While her observations on Caroline’s altered persona are wryly amusing, the fiance who produced this miracle remains a cipher. Jonathan is described as “mature, responsible, cute, funny and interesting,” but given no opportunity to display any of these qualities. Instead, we learn a lot about his family--a mother, father and sister who absorb Caroline like an amoeba ingesting a paramecium, but make no secret of their disdain for the rest of the Singer clan.

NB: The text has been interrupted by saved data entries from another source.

PR #13255, opened 2023-01-18
overlays/osk: improvements

Megamouse:
- Some languages/panels in the osk need to be activated by the developer. They are not available otherwise.
So let's check if they were pre-configured and only add the panels if they are supported.
- Improve the error checks and logic of the initial key layout. Layouts are only supported if they were allowed as kay layout option first.
- Try to position and scale the osk based on the game's parameters
- Add a rudimentary osk pointer/mousecursor based on cell parameters. The game will toggle it and also set its position live.
- Parse paths in IME dictionary functions
- Improve cellOskDialogSetSeparateWindowOption. This will allow us to parametrize the "Separate Window" version of the OSK
- Add analog movement with right stick if CELL_OSKDIALOG_NO_INPUT_ANALOG is unset

### DIFF
--- a/rpcs3/Emu/Cell/Modules/cellOskDialog.cpp
+++ b/rpcs3/Emu/Cell/Modules/cellOskDialog.cpp
@@ -10,6 +10,7 @@
 #include "cellSysutil.h"
 #include "cellOskDialog.h"
 #include "cellMsgDialog.h"
+#include "cellImeJp.h"
 
 #include "util/init_mutex.hpp"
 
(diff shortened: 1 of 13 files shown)


rpcs3/Emu/Cell/Modules/cellOskDialog.cpp
```diff
@@ -51,10 +52,28 @@ void fmt_class_string<CellOskDialogContinuousMode>::format(std::string& out, u64
 	});
 }
 
+atomic_t<bool> g_osk_pointer_enabled = false;
```
kd-11, line 55: g_fxo instead of separate globals. Especially since this is not performance-critical code.

kd-11 (commented):
the rest lgtm

rpcs3/Emu/Cell/Modules/cellOskDialog.cpp
Megamouse: moved it to osk_info

kd-11 (approved):

PR #13268, opened 2023-01-21
sys_game: Implemented sys_game_get_rtc_status() & Updated sys_game_board_storage_read()

brian218:
After looking into a number of System 357 games' decompilation, I figured out that the buffer `status` is supposed be set to all 0 by `sys_game_get_rtc_status()` if the RTC is successfully checked (required by Dark Escape 4D).

Also, with more System 357 games being discovered, I figured out that sys_game_board_storage_read() should always give `buffer1` all 0, and players are responsible for setting a correct PSID in the emulator configuration on a game basis in order to play System 357 games.

### DIFF
--- a/rpcs3/Emu/Cell/lv2/lv2.cpp
+++ b/rpcs3/Emu/Cell/lv2/lv2.cpp
@@ -420,11 +420,11 @@ const std::array<std::pair<ppu_intrp_func_t, std::string_view>, 1024> g_ppu_sysc
 	BIND_SYSC(sys_uart_send),                               //369 (0x171)  ROOT
 	BIND_SYSC(sys_uart_get_params),                         //370 (0x172)  ROOT
 	uns_func,                                               //371 (0x173)  UNS
-	BIND_SYSC(_sys_game_watchdog_start),                     //372 (0x174)
-	BIND_SYSC(_sys_game_watchdog_stop),                      //373 (0x175)
-	BIND_SYSC(_sys_game_watchdog_clear),                     //374 (0x176)
+	BIND_SYSC(_sys_game_watchdog_start),                    //372 (0x174)
+	BIND_SYSC(_sys_game_watchdog_stop),                     //373 (0x175)
+	BIND_SYSC(_sys_game_watchdog_clear),                    //374 (0x176)
 	NULL_FUNC(sys_game_set_system_sw_version),              //375 (0x177)  ROOT
-	BIND_SYSC(_sys_game_get_system_sw_version),              //376 (0x178)  ROOT
+	BIND_SYSC(_sys_game_get_system_sw_version),             //376 (0x178)  ROOT
 	BIND_SYSC(sys_sm_set_shop_mode),                        //377 (0x179)  ROOT
 	BIND_SYSC(sys_sm_get_ext_event2),                       //378 (0x17A)  ROOT
 	BIND_SYSC(sys_sm_shutdown),                             //379 (0x17B)  ROOT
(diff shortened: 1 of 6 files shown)


elad335:
I want to sleep, I gave you the LV2 disassembly in the past.

brian218:
> I want to sleep, I gave you the LV2 disassembly in the past.

Good night, bro!
Image
Though it seems weird as I was unable to locate sys_game_get_rtc_status.

rpcs3/Emu/Cell/lv2/lv2.cpp
```diff
@@ -460,7 +460,7 @@ const std::array<std::pair<ppu_intrp_func_t, std::string_view>, 1024> g_ppu_sysc
 	NULL_FUNC(sys_sm_get_fan_policy),                       //409 (0x199)  PM
 	BIND_SYSC(_sys_game_board_storage_read),                //410 (0x19A)
 	NULL_FUNC(sys_game_board_storage_write),                //411 (0x19B)
-	NULL_FUNC(sys_game_get_rtc_status),                     //412 (0x19C)
+	BIND_SYSC(_sys_game_get_rtc_status),                     //412 (0x19C)
```
UltraHDR, line 463:
```suggestion
	BIND_SYSC(_sys_game_get_rtc_status),                    //412 (0x19C)
```

clienthax:
> > I want to sleep, I gave you the LV2 disassembly in the past.
> 
> Good night, bro! Image Though it seems weird as I was unable to locate sys_game_get_rtc_status.

Some syscalls might be referred to by their number or outright missing depending on the lv2 kernel

isJuhn:
This syscall doesn't exist in CEX kernel. Looks like it's simply copying 4 bytes unless `copy_to_user` has some alignment memes going on?
image

brian218:
> This syscall doesn't exist in CEX kernel. Looks like it's simply copying 4 bytes unless `copy_to_user` has some alignment memes going on? image

Interesting.
Ghidra indicates the passed buffer is `undefined auStack16 [16];`
Image

rpcs3/Emu/Cell/lv2/lv2.cpp
brian218: Okay.

brian218:
Changed the ptr to single u32, game still booted successfully.

elad335:
If you had counted only on ghidra that parameter would be  deemed unused, ghidra is not always trustworthy.

brian218:
> If you had counted only on ghidra that parameter would be deemed unused, ghidra is not always trustworthy.

Alright, noted that.

brian218:
The current implementation should look fine now.

brian218:
Okay, I've confirmed that the buffer `status` of `sys_game_get_rtc_status()` is a pointer to a `s32`, and that the initial value passed by the game is `-1`.

brian218:
I also improved the timing of usb_handler_thread as some games and some peripherals are timing sensitive and require the handling time to be as fast as possible.

Following are some actual tests.

Before:
Before

After:
After

RipleyTom:
I'm really not a big fan of having a thread at 100% usage, the sleep is only 200us. If it is not rescheduled in time the system is probably already overwhelmed. So yes it will reduce latency on an overwhelmed system but it will reduce perf in all games that use usb devices for really no reason.

I personally tried Taiko and didn't notice any lag from input with that 200us sleep.

The current sleep is obviously not ideal but removing the sleep really isn't either.

RipleyTom (approved):

brian218:
> I'm really not a big fan of having a thread at 100% usage, the sleep is only 200us. If it is not rescheduled in time the system is probably already overwhelmed. So yes it will reduce latency on an overwhelmed system but it will reduce perf in all games that use usb devices for really no reason.
> 
> I personally tried Taiko and didn't notice any lag from input with that 200us sleep.
> 
> The current sleep is obviously not ideal but removing the sleep really isn't either. Please at least put a std::this_thread::yield(); in there.

Thank you for your suggestion.
I've added std::this_thread::yield();

PR #13269, opened 2023-01-21
ci: Build a universal2 build

MichaelGDev48:
For macOS, this installs the needed libraries into the arm64 brew prefix This also combines the dependencies into universal2 ones This way it can properly build a universal2 build and distributes it

### DIFF
--- a/.ci/build-mac.sh
+++ b/.ci/build-mac.sh
@@ -1,6 +1,6 @@
 #!/bin/sh -ex
 
-brew install -f --overwrite llvm@14 nasm ninja git p7zip create-dmg ccache llvm@14 sdl2 glew cmake
+brew install -f --overwrite llvm@14 nasm ninja git p7zip create-dmg ccache llvm@14 sdl2 glew cmake qt@5 
 #/usr/sbin/softwareupdate --install-rosetta --agree-to-license
 arch -x86_64 /bin/bash -c "$(curl -fsSL https://raw.githubusercontent.com/Homebrew/install/HEAD/install.sh)"
 arch -x86_64 /usr/local/homebrew/bin/brew install -f --overwrite llvm@14 sdl2 glew cmake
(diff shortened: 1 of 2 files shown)


.ci/build-mac.sh
```diff
@@ -66,6 +66,7 @@ mkdir build && cd build || exit 1
 "$BREW_PATH/bin/ninja"; build_status=$?;
 # time for arm64 build
 cd ..
+export Qt5_DIR="BREW_PATH/opt/qt@5/lib/cmake/Qt5"
```
shinra-electric, line 69: Shouldn’t this be ‘$BREW_PATH’?

MichaelGDev48: Thanks made a typo lol

shinra-electric:
While I think that having a universal binary is great in the long term, I think it might be a bit premature right now. 

Even when it was working, the Arm build could only run a handful of basic 2D games (Dragon's Crown and the Ardeko series, maybe a couple of others). So the universal build will run in Arm mode on M1s by default, and crash for almost every game. 

Yes, you can select get info on the app and tick Open With Rosetta, but this is an extra step that most users won't know about. If a universal binary is released now, you'll get a whole influx of M1 users complaining that everything is broken. 

In my opinion, the best way right now is to have separate x86 and Arm CI builds. The x86 build can be the official release, and the Arm build can be for testing. 

(Unless there is a setting for UBs where Open With Rosetta is set by default, then that would be fine, I guess).

AniLeo:
It is as said above, this cannot be merged unless it starts the x64 build by default though Rosetta2 on arm devices.

shinra-electric:
@MichaelGDev48 Any chance you might continue your work on this, but make it a separate CI build for arm64? (i.e. not universal)

DarthMDev:
Might make a new pr out of it , this branch is really outdated and has conflicts

PR #13288, opened 2023-01-24
Fix test binary install location on Linux

guoyunhe:
These test binary files are architecture dependent. And it should be installed in /usr/lib or /usr/lib64, not /usr/share.


kd-11:
These are not architecture dependent. They are ps3 powepc/cell binaries.

kd-11:
Rpcs3 is portable, you don't need to install it at all unless you're packaging appimage or some other container. You van just run the binary generated after build.

guoyunhe:
@kd-11 Indeed, I am packaging a RPM package, that is why I cannot just run the binary. It is meant to be delivered to other users.

kd-11:
The test applications are mostly there for developers and testers.

guoyunhe:
@kd-11 Thanks for the explanation! I think this PR is not needed anymore. I can directly modify my build spec to exclude these files.

PR #13311, opened 2023-01-28
System.cpp: Do not create VFS directories outside of RPCS3 dir

elad335:
If the user made a mistake and removed a custom Virtual File System directory or moved it, RPCS3 shouldn't create the old path by force and use it. Instead encourage him to fix it himself, it also avoids his confusion as to why games won't appear on the new path.

### DIFF
--- a/rpcs3/Emu/System.cpp
+++ b/rpcs3/Emu/System.cpp
@@ -381,15 +381,7 @@ void Emulator::Init(bool add_only)
 			const std::string parent = fs::get_parent_dir(path);
 			const std::string emu_dir_no_delim = emu_dir.substr(0, emu_dir.find_last_not_of(fs::delim) + 1);
 
-			auto get_stat = [](const std::string& path)
-			{
-				fs::stat_t stat{};
-				fs::stat(path, stat);
-				return stat;
-			};
-
-			// TODO: Use weak canonical path for better accuracy (currently has false negatives)
-			if (parent != emu_dir_no_delim && get_stat(parent) != get_stat(emu_dir_no_delim))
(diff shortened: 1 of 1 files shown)


rpcs3/Emu/System.cpp
```diff
@@ -368,9 +368,22 @@ void Emulator::Init(bool add_only)
 	// Disable incompatible settings
 	fixup_ppu_settings();
 
+	bool must_create_inside_emu_dir = false;
```
Megamouse, line 371: please just use a second param. this is very confusing

rpcs3/Emu/System.cpp
```diff
@@ -385,55 +396,61 @@ void Emulator::Init(bool add_only)
...
+		{
+			make_path_verbose(dev_hdd0 + "game/", true);
+			make_path_verbose(dev_hdd0 + reinterpret_cast<const char*>(u8"game/＄locks/"), true);
+			make_path_verbose(dev_hdd0 + "home/", true);
+			make_path_verbose(dev_hdd0 + "home/" + m_usr + "/", true);
+			make_path_verbose(dev_hdd0 + "home/" + m_usr + "/exdata/", true);
+			make_path_verbose(save_path, true);
+			make_path_verbose(dev_hdd0 + "home/" + m_usr + "/trophy/", true);
+
+			if (!fs::write_file(user_path, fs::create + fs::excl + fs::write, "User"s, true))
```
Megamouse, line 420: I think you added a true here by mistake

elad335: Fixed,

Megamouse (approved):

PR #13330, opened 2023-01-31
CLI: add option to boot rsx capture

Megamouse:
examples:
.\rpcs3.exe --rsx-capture "C:\mypath\capture.rrc"
.\rpcs3.exe --no-gui --rsx-capture "C:\mypath\capture.rrc"
.\rpcs3.exe --headless --rsx-capture "C:\mypath\capture.rrc"


elad335:
Why not include it in game boot? This is also how savestates work.

Megamouse:
Because there's already a dedicated boot function. Why should I clutter the game boot then?

elad335:
You can call the dedicated function inside Emulator::Load, it just a few lines. It simpliies booting as there is no requirement in using a custom command.

Megamouse:
It complicates the loading and it doesn't even fit any of the nomenclature, logging, etc. There's no reason to stuff the logic into the regular load mechanism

In addition to the girls Jane and Caroline, there is also Willy Singer, their teen-age brother. Willy suffers from an ill-defined psychological disorder that interferes with his ability to tell the truth or keep up with his classmates. Jane believes herself responsible for his affliction, alluding to her guilt throughout the book but keeping the reader is suspense. When the terrible truth is finally revealed, we’re underwhelmed, but then, Jane takes everything seriously. Her sister may have the rituals down pat, but Jane has a monopoly on the guilt.

By the end of the book, Jane has seen beneath her father’s charming facade to the petty tyrant beneath, and learned a new respect for her mother’s repressed talents. She’s overcome her reluctance to apply to college, and found the gumption to end her relationship with Eddie. Even the enigma of Caroline’s conversion has begun to seem comprehensible in the light of all she’s discovered.

Still, despite the narrator’s brisk prose, often trenchant comments, and faithful adherence to the best of models, “Plain Jane” is mining an exhausted vein. This year, simply being young, female, Midwestern and Jewish isn’t quite enough to revive it.